Exercise aim: Below this line is a set of entries; quote exactly the lines from the line that contains "PR #4314, opened 2021-01-06" to the line that contains "correctly as well.", both lines included.

Saved entries:
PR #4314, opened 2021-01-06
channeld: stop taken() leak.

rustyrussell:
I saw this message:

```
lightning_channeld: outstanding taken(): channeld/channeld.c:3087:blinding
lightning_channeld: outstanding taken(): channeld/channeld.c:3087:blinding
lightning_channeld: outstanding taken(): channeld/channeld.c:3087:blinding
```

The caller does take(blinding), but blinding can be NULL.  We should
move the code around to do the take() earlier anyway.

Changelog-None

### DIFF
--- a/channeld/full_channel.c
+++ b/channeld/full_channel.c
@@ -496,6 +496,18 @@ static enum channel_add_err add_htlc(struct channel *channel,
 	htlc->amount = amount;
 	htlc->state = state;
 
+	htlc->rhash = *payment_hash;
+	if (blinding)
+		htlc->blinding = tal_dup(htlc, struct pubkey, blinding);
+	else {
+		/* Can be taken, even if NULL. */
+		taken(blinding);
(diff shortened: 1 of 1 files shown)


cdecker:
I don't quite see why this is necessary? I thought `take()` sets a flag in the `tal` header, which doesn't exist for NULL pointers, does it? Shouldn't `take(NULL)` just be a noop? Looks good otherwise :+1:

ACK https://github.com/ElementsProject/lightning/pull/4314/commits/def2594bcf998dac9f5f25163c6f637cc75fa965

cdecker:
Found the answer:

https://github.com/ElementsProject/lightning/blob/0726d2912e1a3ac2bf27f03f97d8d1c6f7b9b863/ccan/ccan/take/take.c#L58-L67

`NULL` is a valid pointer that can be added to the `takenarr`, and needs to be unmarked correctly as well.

--

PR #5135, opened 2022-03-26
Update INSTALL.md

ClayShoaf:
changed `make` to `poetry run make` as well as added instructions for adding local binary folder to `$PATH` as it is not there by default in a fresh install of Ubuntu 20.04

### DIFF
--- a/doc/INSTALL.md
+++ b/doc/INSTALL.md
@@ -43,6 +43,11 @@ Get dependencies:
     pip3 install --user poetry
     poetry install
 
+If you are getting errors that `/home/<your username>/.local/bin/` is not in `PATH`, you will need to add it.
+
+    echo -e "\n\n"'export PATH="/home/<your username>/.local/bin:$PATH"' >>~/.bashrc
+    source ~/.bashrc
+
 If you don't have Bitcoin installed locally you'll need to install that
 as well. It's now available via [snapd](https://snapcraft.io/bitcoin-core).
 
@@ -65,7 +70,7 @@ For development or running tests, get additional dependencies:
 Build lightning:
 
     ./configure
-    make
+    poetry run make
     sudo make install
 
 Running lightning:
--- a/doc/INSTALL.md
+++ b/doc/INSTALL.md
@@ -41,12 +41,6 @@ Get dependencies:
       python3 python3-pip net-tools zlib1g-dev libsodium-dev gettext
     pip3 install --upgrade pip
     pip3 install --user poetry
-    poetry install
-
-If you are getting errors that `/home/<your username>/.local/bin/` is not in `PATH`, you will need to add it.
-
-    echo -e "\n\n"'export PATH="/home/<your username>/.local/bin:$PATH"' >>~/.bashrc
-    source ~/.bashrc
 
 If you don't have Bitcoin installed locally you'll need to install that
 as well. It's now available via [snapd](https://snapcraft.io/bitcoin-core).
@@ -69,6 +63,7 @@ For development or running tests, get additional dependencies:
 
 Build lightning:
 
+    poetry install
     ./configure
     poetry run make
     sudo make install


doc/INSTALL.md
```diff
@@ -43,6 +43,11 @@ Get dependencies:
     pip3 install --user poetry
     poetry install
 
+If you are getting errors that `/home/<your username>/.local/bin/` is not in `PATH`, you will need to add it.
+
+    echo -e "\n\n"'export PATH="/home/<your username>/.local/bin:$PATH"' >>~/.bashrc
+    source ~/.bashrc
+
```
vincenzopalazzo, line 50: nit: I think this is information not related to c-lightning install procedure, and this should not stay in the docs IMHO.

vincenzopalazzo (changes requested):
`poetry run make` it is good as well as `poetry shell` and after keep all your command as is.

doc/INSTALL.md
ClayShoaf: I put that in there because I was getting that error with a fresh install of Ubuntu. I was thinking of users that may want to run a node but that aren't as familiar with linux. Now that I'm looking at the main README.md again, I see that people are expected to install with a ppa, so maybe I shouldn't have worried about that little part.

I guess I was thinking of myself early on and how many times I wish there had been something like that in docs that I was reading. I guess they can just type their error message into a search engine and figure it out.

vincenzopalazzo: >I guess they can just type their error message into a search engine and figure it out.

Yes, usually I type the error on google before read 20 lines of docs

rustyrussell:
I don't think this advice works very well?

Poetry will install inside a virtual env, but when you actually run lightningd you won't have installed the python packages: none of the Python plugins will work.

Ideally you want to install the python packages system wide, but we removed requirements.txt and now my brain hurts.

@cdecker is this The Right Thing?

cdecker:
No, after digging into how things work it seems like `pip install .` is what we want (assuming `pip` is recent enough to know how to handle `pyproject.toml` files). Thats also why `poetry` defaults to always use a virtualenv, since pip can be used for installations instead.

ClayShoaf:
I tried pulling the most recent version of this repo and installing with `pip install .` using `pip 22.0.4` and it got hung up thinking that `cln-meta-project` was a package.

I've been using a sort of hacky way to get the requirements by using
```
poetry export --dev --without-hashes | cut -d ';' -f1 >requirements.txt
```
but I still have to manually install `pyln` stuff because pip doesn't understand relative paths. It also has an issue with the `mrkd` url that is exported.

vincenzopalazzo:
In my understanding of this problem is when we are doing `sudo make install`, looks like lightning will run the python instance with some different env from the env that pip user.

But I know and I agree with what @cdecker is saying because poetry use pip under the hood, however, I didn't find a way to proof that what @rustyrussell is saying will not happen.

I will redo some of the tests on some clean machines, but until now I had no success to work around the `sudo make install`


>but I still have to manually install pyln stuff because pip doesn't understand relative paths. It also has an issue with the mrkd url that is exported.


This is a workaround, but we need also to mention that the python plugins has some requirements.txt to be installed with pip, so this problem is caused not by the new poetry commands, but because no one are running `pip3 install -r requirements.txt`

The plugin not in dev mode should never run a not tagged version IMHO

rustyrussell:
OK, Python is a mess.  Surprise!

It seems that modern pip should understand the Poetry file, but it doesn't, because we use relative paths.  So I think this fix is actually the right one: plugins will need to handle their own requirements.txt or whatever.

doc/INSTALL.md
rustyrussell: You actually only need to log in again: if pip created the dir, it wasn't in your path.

Written solution:
PR #4314, opened 2021-01-06
channeld: stop taken() leak.

rustyrussell:
I saw this message:

```
lightning_channeld: outstanding taken(): channeld/channeld.c:3087:blinding
lightning_channeld: outstanding taken(): channeld/channeld.c:3087:blinding
lightning_channeld: outstanding taken(): channeld/channeld.c:3087:blinding
```

The caller does take(blinding), but blinding can be NULL.  We should
move the code around to do the take() earlier anyway.

Changelog-None

### DIFF
--- a/channeld/full_channel.c
+++ b/channeld/full_channel.c
@@ -496,6 +496,18 @@ static enum channel_add_err add_htlc(struct channel *channel,
 	htlc->amount = amount;
 	htlc->state = state;
 
+	htlc->rhash = *payment_hash;
+	if (blinding)
+		htlc->blinding = tal_dup(htlc, struct pubkey, blinding);
+	else {
+		/* Can be taken, even if NULL. */
+		taken(blinding);
(diff shortened: 1 of 1 files shown)


cdecker:
I don't quite see why this is necessary? I thought `take()` sets a flag in the `tal` header, which doesn't exist for NULL pointers, does it? Shouldn't `take(NULL)` just be a noop? Looks good otherwise :+1:

ACK https://github.com/ElementsProject/lightning/pull/4314/commits/def2594bcf998dac9f5f25163c6f637cc75fa965

cdecker:
Found the answer:

https://github.com/ElementsProject/lightning/blob/0726d2912e1a3ac2bf27f03f97d8d1c6f7b9b863/ccan/ccan/take/take.c#L58-L67

`NULL` is a valid pointer that can be added to the `takenarr`, and needs to be unmarked correctly as well.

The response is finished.